# New to DSLR with Canon 60D but have a question



## acr_scout (Jan 2, 2012)

Hello,

I just picked up a Canon 60D for the wife today. Sometime when trying to take a picture in a dark room all the camera does is work the auto focus but never fires. If you turn off the auto focus it fires right away with the flash.

I have tried it in auto mode and in portrait mode. One thing my wife pointed out is that the picture we were taking had a light behind the subject.

The lens is 18-200mm Canon.

Thank you,
Fred


----------



## MLeeK (Jan 2, 2012)

Your focus depends upon contrast to lock. In a dark room it's not going to find focus to lock onto. When you turn off the auto focus it fires because it doesn't need to be focused properly to fire. You can turn on the AF assist beam. It's in the custom function menus and I can't tell you off hand what menu it's in right now.


----------



## BastiaanImages (Jan 2, 2012)

The camera can't focus on darkness. If you're in auto mode then it will fire pre-flashes to focus but when something is back-lit, it maybe so that the camera still sees black in the focus area. Turn the lights on in the room, press the shutter button halfway to make the camera focus, put it on manual focus, lights out and take your picture.


----------



## PhillOS (Jan 3, 2012)

You're right, im sorry, i was bitching because i couldn't afford a nice camera like that when i first started out. And thus i had to upgrade 3 times once i got a taste for the hobby  

Bare with me


----------



## iresq (Jan 3, 2012)

See page 79 of your manual.  The AF assist should be automatic but is precluded from certain shooting modes.

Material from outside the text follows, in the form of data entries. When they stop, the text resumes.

PR #255, opened 2015-11-07
JSON Deserialization.

dkorolev:
Hi @mzhurovich 

And here comes JSON deserialization.

I've added sophisticated error description generation until finally discovering I'm parsing the complex type  giving it a JSON representation of a simple one. :-(

PTAL.

Thanks,
Dima

### DIFF
--- a/Serialization/json.h
+++ b/Serialization/json.h
@@ -61,9 +61,9 @@ void AssignToRapidJSONValue(rapidjson::Value& destination, const T& value) {
 #define CURRENT_DECLARE_PRIMITIVE_TYPE(unused_typeid_index, cpp_type, unused_current_type) \
   template <>                                                                              \
   struct SaveIntoJSONImpl<cpp_type> {                                                      \
-    static void Go(rapidjson::Value& destination,                                          \
-                   rapidjson::Document::AllocatorType&,                                    \
-                   const cpp_type& value) {                                                \
+    static void Save(rapidjson::Value& destination,                                        \
+                     rapidjson::Document::AllocatorType&,                                  \
+                     const cpp_type& value) {                                              \
       AssignToRapidJSONValue(destination, value);                                          \
     }                                                                                      \
   };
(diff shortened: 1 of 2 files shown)


Serialization/json.h
```diff
@@ -128,10 +131,130 @@ std::string JSON(const T& value) {
...
+    LoadFieldVisitor visitor(source, path);
+    current::reflection::VisitAllFields<bricks::decay<T>,
+                                        current::reflection::FieldNameAndMutableValue>::WithObject(destination,
+                                                                                                   visitor);
+  }
+};
+template <>
+struct LoadFromJSONImpl<uint64_t> {
+  static void Load(rapidjson::Value& source, uint64_t& destination, const std::string& path) {
+    if (!source.IsNumber()) {
```
mzhurovich: `.IsUInt64()`?
Btw, they only distinguish 64-bit ints. Should we add additional check for the size of the number, if we deserialize into  8 and 16 bit ints? Same with `float` vs `double` :-/

Serialization/json.h
```diff
@@ -128,10 +131,130 @@ std::string JSON(const T& value) {
...
+      return "The `" + path + "` field could not be parsed.";
+    }
+  }
+  virtual const char* what() const throw() { return ("Expected " + expected_ + ", got: " + value_).c_str(); }
+};
+
+struct InvalidJSONException : ParseJSONException {
+  const std::string erroneus_json_;
+  explicit InvalidJSONException(const std::string& json) : erroneus_json_(json) {}
+  virtual const char* what() const throw() { return erroneus_json_.c_str(); }
```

PhillOS - really?  I didn't know there was a knowledge requirement before spending/buying.


----------



## analog.universe (Jan 3, 2012)

PhillOS said:


> A 60D for your wife, and none of you know **** about photography..
> 
> Maybe a point&shoot would've sufficed?
> 
> Anyway, enjoy the camera, and im sorry about my little rant up there!

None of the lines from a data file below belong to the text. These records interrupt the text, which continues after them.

PR #258, opened 2015-11-09
JSON `std::map<>` support.

dkorolev:
[ To review after https://github.com/c5t/Current/pull/257 ]

Hi @mzhurovich,
Cc @sompylasar,

`std:map<>` serialization into JSON. Uses `{"key1":"value1", ...}` objects for primitive key types (which is wrong for non-strings now!), and `[[{"s":"key1"},"value1"], ...]` arrays for composite types.

Bad news:

* I improvidently `#include`-d all primitive types as possible keys, whereas the logic would only support `std::string`. Need to think whether we would like have `map<int, Foo>` serialize into objects too, or just live with arrays of arrays in those cases.
* http://stackoverflow.com/questions/13842468/comma-in-c-c-macro May need to think further of field declaration syntax (with an obvious suggestion being custom map template types, such as `Dictionary<T>`, `MapStringInto<T>`, etc.). As of this pull request, it's ugly.

Good news:

* The definition `operator<()` worked right away with `CURRENT_RETURNS(bool)`.

Thanks,
Dima


sompylasar:
> Need to think whether we would like have `map<int, Foo>` serialize into objects too, or just live with arrays of arrays in those cases.

Better not, because objects can only have string keys in JSON, and if the strict typing is important, `map<int, Foo>` will be indistinguishable from `map<string, Foo>` in certain cases, e.g. `{{1, 1}, {2, 2}}` and `{{"1", 1}, {"2", 2}}`. The output of a JSON-based API is not as important as the expected input which may be deserialized improperly by the backend because of the ambiguity.

dkorolev:
@sompylasar How about some `map<Card ID, text>`, where `Card ID` is a `uint64` ?

sompylasar:
@dkorolev, same thing, if we prefer strict typing and compatibility. This is not so pretty, though.

dkorolev:
But JSON is never the source of schema; rather, it's always parsed assuming certain schema is being respected.

As an API user, would you prefer to see `{"names":[[1,"alice"],[2,"bob"]]}` or `{"names":{"1":"alice","2":"bob"}}`?

sompylasar:
As a user, I certainly prefer the latter. This means any primitive type
should be converted to string for the map keys.

dkorolev:
@sompylasar : I might well be able to make it to your best liking. :-)
@mzhurovich : Being fixed in the next PR.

Goodness, I hate this argument....  better to learn on the ****tiest equipment and then upgrade 10 times right?

/end of rant about rant


To the OP, the issue you're experiencing is also related to the focus mode.  In "one-shot" focus mode, which it sounds like you're in, the shutter won't release until focus is locked.  If you switch to "ai-servo", the camera will continually hunt focus as the scene changes, but it will let you snap whenever, regardless of whether or not focus is locked.  Focusing in the dark is always a challenge for a camera, but the 18-200 lens makes it even more difficult.  This lens is not really designed for low light, so it doesn't have a large maximum aperture.  This means that less light is making it not only to the capture sensor, but also to the autofocus system.  The AF assist as mentioned will help in certain situations, but if you're going to be doing a lot of shooting in low light, I'd suggest picking up a faster lens, 50mm 1.8 or some such.


----------



## Big Mike (Jan 3, 2012)

Yes, as analog.universe said, it comes down to the focus mode.

Basically, _the only_ time that your camera will not take a photo when you're pressing the button (all the way down) is when you're in 'one shot' and it can't achieve focus.


----------